──────── DATASET
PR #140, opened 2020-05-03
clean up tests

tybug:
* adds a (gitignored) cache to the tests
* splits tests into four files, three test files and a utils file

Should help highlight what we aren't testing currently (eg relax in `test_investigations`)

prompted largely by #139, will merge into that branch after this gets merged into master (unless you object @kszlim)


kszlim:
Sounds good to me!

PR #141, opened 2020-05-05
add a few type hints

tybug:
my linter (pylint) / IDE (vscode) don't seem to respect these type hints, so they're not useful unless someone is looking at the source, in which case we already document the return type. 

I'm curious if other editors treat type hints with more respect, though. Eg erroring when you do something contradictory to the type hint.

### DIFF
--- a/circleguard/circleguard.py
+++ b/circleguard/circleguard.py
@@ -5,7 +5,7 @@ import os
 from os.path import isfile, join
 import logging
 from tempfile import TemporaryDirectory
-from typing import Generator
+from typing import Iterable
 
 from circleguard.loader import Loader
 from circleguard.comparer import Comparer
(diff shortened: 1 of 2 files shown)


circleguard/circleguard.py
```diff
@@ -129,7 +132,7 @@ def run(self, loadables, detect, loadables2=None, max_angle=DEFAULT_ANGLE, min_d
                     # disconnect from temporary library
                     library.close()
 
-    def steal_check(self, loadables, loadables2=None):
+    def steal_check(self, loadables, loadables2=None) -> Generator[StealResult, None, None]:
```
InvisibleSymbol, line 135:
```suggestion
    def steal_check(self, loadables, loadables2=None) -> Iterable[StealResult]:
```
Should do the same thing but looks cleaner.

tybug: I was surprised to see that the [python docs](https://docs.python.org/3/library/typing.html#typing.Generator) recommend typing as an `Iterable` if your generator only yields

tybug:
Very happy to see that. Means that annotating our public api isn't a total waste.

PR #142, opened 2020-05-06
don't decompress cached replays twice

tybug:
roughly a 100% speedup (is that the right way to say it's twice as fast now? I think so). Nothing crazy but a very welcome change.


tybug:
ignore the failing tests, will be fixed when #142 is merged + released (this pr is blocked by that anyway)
────────────────
──────── DATASET
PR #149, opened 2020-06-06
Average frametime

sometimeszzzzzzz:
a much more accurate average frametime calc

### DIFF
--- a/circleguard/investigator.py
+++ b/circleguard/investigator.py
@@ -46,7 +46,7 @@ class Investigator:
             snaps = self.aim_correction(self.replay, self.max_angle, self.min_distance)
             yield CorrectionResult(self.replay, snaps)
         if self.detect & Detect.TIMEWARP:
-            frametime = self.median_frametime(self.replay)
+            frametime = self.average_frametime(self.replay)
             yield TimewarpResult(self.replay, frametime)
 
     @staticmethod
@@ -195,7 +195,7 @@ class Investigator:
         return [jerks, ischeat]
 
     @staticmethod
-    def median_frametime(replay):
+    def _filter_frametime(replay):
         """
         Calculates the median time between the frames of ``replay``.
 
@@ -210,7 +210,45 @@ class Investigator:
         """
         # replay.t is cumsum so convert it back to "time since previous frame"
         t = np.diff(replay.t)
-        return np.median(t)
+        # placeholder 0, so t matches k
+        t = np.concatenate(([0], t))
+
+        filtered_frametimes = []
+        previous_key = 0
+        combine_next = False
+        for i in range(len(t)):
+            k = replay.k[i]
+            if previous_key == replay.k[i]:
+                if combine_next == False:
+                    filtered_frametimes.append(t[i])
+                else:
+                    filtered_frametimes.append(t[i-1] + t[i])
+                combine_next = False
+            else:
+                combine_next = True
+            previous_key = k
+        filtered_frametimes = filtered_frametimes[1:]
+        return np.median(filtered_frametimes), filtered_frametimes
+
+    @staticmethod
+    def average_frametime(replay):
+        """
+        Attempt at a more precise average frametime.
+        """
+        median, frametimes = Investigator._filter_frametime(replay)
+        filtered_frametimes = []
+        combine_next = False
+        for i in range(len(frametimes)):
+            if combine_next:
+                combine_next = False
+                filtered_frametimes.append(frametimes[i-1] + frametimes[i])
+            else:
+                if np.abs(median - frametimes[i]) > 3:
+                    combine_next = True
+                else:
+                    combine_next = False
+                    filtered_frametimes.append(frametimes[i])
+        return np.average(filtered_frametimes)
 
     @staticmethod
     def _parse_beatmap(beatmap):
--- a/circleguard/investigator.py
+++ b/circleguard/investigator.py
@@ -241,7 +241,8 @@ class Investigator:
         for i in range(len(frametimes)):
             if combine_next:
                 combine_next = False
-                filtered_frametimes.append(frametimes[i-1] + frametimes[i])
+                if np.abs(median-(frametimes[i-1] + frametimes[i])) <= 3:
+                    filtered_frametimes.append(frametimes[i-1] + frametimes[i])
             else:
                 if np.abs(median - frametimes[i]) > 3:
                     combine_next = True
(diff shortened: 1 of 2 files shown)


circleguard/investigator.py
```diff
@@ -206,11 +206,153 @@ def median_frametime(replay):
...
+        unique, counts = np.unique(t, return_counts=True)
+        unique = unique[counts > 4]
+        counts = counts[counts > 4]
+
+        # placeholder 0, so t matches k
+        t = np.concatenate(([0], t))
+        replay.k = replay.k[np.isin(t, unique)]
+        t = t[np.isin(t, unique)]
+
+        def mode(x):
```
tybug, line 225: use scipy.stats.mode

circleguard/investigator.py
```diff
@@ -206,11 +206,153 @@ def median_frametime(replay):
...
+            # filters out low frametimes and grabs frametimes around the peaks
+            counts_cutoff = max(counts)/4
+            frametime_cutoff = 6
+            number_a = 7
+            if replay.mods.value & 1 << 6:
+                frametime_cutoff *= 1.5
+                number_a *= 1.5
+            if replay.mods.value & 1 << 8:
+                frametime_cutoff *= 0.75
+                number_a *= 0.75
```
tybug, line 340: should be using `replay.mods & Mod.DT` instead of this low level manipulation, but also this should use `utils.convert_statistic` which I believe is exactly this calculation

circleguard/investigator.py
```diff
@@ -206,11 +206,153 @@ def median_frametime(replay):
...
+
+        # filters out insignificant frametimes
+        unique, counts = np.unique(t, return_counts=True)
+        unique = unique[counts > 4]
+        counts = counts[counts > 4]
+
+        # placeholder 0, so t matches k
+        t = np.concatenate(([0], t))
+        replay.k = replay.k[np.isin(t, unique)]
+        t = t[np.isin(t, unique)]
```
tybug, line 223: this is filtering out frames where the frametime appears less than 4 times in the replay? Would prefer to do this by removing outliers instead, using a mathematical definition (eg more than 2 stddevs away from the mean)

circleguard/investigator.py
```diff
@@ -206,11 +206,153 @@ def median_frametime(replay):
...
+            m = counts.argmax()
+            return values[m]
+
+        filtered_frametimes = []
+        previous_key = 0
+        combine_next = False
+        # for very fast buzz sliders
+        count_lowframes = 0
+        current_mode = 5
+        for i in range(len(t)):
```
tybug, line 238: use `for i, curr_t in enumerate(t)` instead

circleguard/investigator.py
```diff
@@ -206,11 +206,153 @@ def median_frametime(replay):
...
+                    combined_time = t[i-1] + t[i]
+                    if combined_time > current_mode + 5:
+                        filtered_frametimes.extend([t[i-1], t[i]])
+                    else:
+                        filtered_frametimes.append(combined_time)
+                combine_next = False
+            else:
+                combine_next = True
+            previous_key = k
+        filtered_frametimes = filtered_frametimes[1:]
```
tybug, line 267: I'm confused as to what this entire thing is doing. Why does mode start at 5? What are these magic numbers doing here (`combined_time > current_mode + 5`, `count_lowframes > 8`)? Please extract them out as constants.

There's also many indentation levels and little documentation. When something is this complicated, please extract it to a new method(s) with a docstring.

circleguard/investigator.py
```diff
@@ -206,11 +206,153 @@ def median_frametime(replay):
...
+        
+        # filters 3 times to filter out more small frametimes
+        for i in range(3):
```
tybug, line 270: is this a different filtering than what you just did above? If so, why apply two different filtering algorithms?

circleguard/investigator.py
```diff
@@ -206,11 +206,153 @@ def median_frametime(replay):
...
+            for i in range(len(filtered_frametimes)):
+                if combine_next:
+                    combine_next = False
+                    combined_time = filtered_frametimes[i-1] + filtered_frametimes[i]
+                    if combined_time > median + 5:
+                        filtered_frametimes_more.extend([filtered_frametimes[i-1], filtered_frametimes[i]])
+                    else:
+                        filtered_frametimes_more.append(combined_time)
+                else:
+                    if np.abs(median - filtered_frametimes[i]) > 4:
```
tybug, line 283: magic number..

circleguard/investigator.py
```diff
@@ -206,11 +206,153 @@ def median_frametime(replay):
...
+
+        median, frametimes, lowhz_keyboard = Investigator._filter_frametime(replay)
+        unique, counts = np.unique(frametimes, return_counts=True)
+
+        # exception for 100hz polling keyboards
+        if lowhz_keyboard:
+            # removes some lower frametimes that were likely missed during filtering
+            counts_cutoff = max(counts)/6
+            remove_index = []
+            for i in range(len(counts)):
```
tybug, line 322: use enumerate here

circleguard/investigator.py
────────────────
▶ [TO DO] Using the material above, return each line in which the word "twice" occurs.

▶ [EXERCISE ANSWER]
don't decompress cached replays twice
roughly a 100% speedup (is that the right way to say it's twice as fast now? I think so). Nothing crazy but a very welcome change.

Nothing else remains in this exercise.